# Kevin's SR-25 EMC



## KevinB (21 Aug 2010)

Now granted I do work for KAC, but this one is mine... all mine  

















COMP M4S until I can save enough for the Leupold CQBSS...

I shot a .435 group with the Leupy on this gun, but sadly I could not keep the Leupy  

 It has one of the first prototype "Super Tap" Enhanced Compensators on it, the production versions are a different more efficient design, and with our new coating.


I modified the lower with a captive take down retaining pin spring/detent setup -- bascially using a 4-40 tap, and cutting 1/8" off the spring, and placing a 4-40 1/8" long allen head screw that is blue loctited in place.
 Example of the work on a SR-16
















The the MIAD can be used with any of the backstrap options without any issues.

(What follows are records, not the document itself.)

PR #2712, opened 2024-08-08
MWPW-156220: Support pa code and product code for

yesil:
checkout link configuration in addition to product family.

Resolves: [MWPW-156220](https://jira.corp.adobe.com/browse/MWPW-156220)

**Test URLs:**
- Before: https://main--milo--adobecom.hlx.page/drafts/ilyas/checkout-link-config?martech=off
- After: https://mwpw-156220--milo--adobecom.hlx.page/drafts/ilyas/checkout-link-config?martech=off

**CC**
https://main--cc--adobecom.hlx.page/products/catalog?milolibs=mwpw-156220#search=acrobat

### DIFF
--- a/libs/blocks/merch/merch.js
+++ b/libs/blocks/merch/merch.js
@@ -198,7 +198,13 @@ export async function fetchCheckoutLinkConfigs(base = '') {
   return fetchCheckoutLinkConfigs.promise;
 }
 
-export async function getCheckoutLinkConfig(productFamily) {
+/**
+ * @param {*} productFamily product family code
+ * @param {*} productCode product code, can be undefined
+ * @param {*} paCode product arrangement code, can be undefined
+ * @returns checkout link config for the given product family and code
+ */
+export async function getCheckoutLinkConfig(productFamily, productCode, paCode) {
   let { base } = getConfig();
   if (/\.page$/.test(document.location.origin)) {
     /* c8 ignore next 2 */
@@ -206,14 +212,27 @@ export async function getCheckoutLinkConfig(productFamily) {
   }
   const checkoutLinkConfigs = await fetchCheckoutLinkConfigs(base);
   const { locale: { region } } = getConfig();
-  const productFamilyConfigs = checkoutLinkConfigs.data?.filter(
-    ({ [NAME_PRODUCT_FAMILY]: mappingProductFamily }) => mappingProductFamily === productFamily,
-  );
-  if (productFamilyConfigs.length === 0) return undefined;
-  const checkoutLinkConfig = productFamilyConfigs.find(
+  let productCheckoutLinkConfigs = [];
+  if (paCode) {
+    productCheckoutLinkConfigs = checkoutLinkConfigs.data?.filter(
+      ({ [NAME_PRODUCT_FAMILY]: code }) => code === paCode,
+    );
+  }
+  if (productCode && productCheckoutLinkConfigs.length === 0) {
+    productCheckoutLinkConfigs = checkoutLinkConfigs.data?.filter(
+      ({ [NAME_PRODUCT_FAMILY]: code }) => code === productCode,
+    );
+  }
+  if (productCheckoutLinkConfigs.length === 0) {
+    productCheckoutLinkConfigs = checkoutLinkConfigs.data?.filter(
+      ({ [NAME_PRODUCT_FAMILY]: code }) => code === productFamily,
+    );
+  }
+  if (productCheckoutLinkConfigs.length === 0) return undefined;
+  const checkoutLinkConfig = productCheckoutLinkConfigs.find(
     ({ [NAME_LOCALE]: locale }) => locale === '',
   );
-  const checkoutLinkConfigOverride = productFamilyConfigs.find(
+  const checkoutLinkConfigOverride = productCheckoutLinkConfigs.find(
     ({ [NAME_LOCALE]: locale }) => locale === region,
   ) ?? {};
   const overrides = Object.fromEntries(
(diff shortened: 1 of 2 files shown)


libs/blocks/merch/merch.js
```diff
@@ -198,22 +198,41 @@ export async function fetchCheckoutLinkConfigs(base = '') {
...
   const checkoutLinkConfigs = await fetchCheckoutLinkConfigs(base);
   const { locale: { region } } = getConfig();
-  const productFamilyConfigs = checkoutLinkConfigs.data?.filter(
-    ({ [NAME_PRODUCT_FAMILY]: mappingProductFamily }) => mappingProductFamily === productFamily,
-  );
-  if (productFamilyConfigs.length === 0) return undefined;
-  const checkoutLinkConfig = productFamilyConfigs.find(
+  let productCheckoutLinkConfigs = [];
+  if (paCode) {
+    productCheckoutLinkConfigs = checkoutLinkConfigs.data?.filter(
```
npeltier, line 217: i would rather only use the filter function once, with 3 tests in there, no? only one traversal of the array, with quick test looks quicker to me

yesil: no, in that case, it will likely find first the entry with the product family rather than pa code  unless we require GWP to author product code and pa codes entries first.

test/blocks/merch/merch.test.js
```diff
@@ -499,6 +507,20 @@ describe('Merch Block', () => {
...
+      checkoutLinkConfig = await getCheckoutLinkConfig('', '', 'testPaCode');
+      expect(checkoutLinkConfig.DOWNLOAD_TEXT).to.equal('paCode');
+    });
+
+    it('getCheckoutLinkConfig: finds using productCode', async () => {
+      let checkoutLinkConfig = await getCheckoutLinkConfig(undefined, 'testProductCode', undefined);
+      expect(checkoutLinkConfig.DOWNLOAD_TEXT).to.equal('productCode');
+      checkoutLinkConfig = await getCheckoutLinkConfig('', 'testProductCode', '');
+      expect(checkoutLinkConfig.DOWNLOAD_TEXT).to.equal('productCode');
+    });
```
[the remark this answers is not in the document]
yesil: > twice the same family code 
Not sure if I understand it.  Too specific test cases will make test unnecessarily complex and verbose.
Having said that, I have verified the use case manually, see https://mwpw-156220--milo--adobecom.hlx.page/drafts/ilyas/checkout-link-config?martech=off

Clicking on Buy Now opens the AI buy now modal (the iframe doesn't open due to CSP but you can verify the correctness of TWP url in the DOM)

libs/blocks/merch/merch.js
npeltier: yes, but typical case with a family code line match implies traversal and test of 100 entries (l217) (no match), then another traversal of 100 entries (l221) (no match), then finally traversal of 100 entries to filter the right ones in l227.
my proposal was to do one traversal instead

yesil: I think I can do it with a reducer logic, let me give it a try.

3ch023: I noticed that the column value is either family or paCode or productCode, is it safe?
shouldn't it be 
family_productCode_productArrangementCode?
where productCode and paCode are optional?

yesil: @3ch023 I'll update the column name and the code after https://jira.corp.adobe.com/browse/ODM-19213 is done.

Roycethan:
@yesil Regression covered. Need 2 approvals for for making it ready for stage. thanks

Axelcureno (approved):

yesil:
@Roycethan the reported discrepancies are not real discrepancies. They are reproducible on main as well.
We need to address the entitlement related logic in a separate ticket/PR.

npeltier (approved):
i guess we _could_ make reduce bit slightly smarter and manage only one config per dimension + locale directly, but not sure it will make better readabilty

yesil:
@npeltier feel free to suggest a code change directly here.

We can give a second touch once product code is enabled, and we can disable the paCode.

3ch023 (approved):

libs/blocks/merch/merch.js
```diff
@@ -198,22 +198,47 @@ export async function fetchCheckoutLinkConfigs(base = '') {
   return fetchCheckoutLinkConfigs.promise;
 }
 
-export async function getCheckoutLinkConfig(productFamily) {
+/**
+ * @param {*} productFamily product family code
```
narcis-radu, line 202: Do we needs the docs?

yesil: not really. I guess you want to save bytes :)

libs/blocks/merch/merch.js
```diff
@@ -198,22 +198,47 @@ export async function fetchCheckoutLinkConfigs(base = '') {
...
-    ({ [NAME_PRODUCT_FAMILY]: mappingProductFamily }) => mappingProductFamily === productFamily,
-  );
-  if (productFamilyConfigs.length === 0) return undefined;
-  const checkoutLinkConfig = productFamilyConfigs.find(
+
+  const {
+    paCodeConfigs,
+    productCodeConfigs,
+    productFamilyConfigs,
+  } = checkoutLinkConfigs.data.reduce((acc, config) => {
```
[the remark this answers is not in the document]
yesil: The suggested change causing a strange eslint warning.
Since it was `checkoutLinkConfigs.data` before with no error, I'll keep the line as is. 
Instead, I initialize it as `checkoutLinkConfigs = { data: [] }` in case of error.

Roycethan:
> Expectation ( As per observed behaviour in con-a with same user credentials:
> User will see "Buy now" with CRM modal pointed

Yes ok tracked here: https://jira.corp.adobe.com/browse/MWPW-156362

I replaced the SOPMOD stock with the Magpul ACS, as the ACS drops back on, and the friction lock on the ACS makes it so that you have a very firm stock for shooting prone, yet a collapsible stock for shooting 'run-n-gun'



I have been waiting on getting a hard case for it, I toyed at getting our Mk11 Mod0 pelican kit, but waiting on a longer full gun case for our carbines.


----------



## ArmyRick (29 Aug 2010)

Sure looks cool...


----------



## KevinB (30 Aug 2010)

I'm taking it to a Jim Smith (former CAG Sniper) class in Nov in Fayettville, with the Leupold 1.1-8x scope.

  I'm pretty happy with it, I've not shot it past 800m, but will get the opportunity to.

Chris Costa (Magpul Dynamics) called me today and was shooting (and getting hits) at 1643 yds with his gun during a Todd Hodnett class.


----------



## [RICE] (3 Oct 2010)

Beautiful setup. What advantage does a captive take down retaining pin give?


----------



## Illegio (9 Oct 2010)

One less piece to fall out and go missing when you're taking apart the rifle, I imagine.


----------



## NavyShooter (9 Oct 2010)

For those of us who play with AR-15's and such, swapping out a pistol grip sometimes means a hunt for that little spring and the detent....been there, done that.

I'd imagine that with KevinB doing a lot of demos and equipment testing, he swaps out pistol grips on a more regular basis than other people would, and he doesn't want to have to remember that little spring and detent, nor carry spares in his gear.

A "little" thing, but something I should probably do to my rifles....just 'cause KevinB showed us how!

NS


----------



## [RICE] (9 Oct 2010)

Illegio said:
			
		

> One less piece to fall out and go missing when you're taking apart the rifle, I imagine.



I should have asked instead 'what is a captive retaining pin'.  I forgot that there is only the pistol grip holding the detent and detent spring in the rifle, so I had absolutely no idea what he had done. Thanks though!


----------



## Fishbone Jones (10 Oct 2010)

Forget the pin and spring under the pistol grip for the safety lever detent. This mod isn't for that. It's not the little spring under the pistol grip that goes missing. I spoke to Kev about this and it's more to do with swapping out your butt often. The spring that he is capturing is normally found between the lower receiver and stock. Anyone that does AR's knows the one. Kev's mod allows you to swap out stocks and tubes without dicking around with the dentent spring and take down detent for the rear take down pin. The spring and pin get relocated and the take down pin is turned 90 degrees.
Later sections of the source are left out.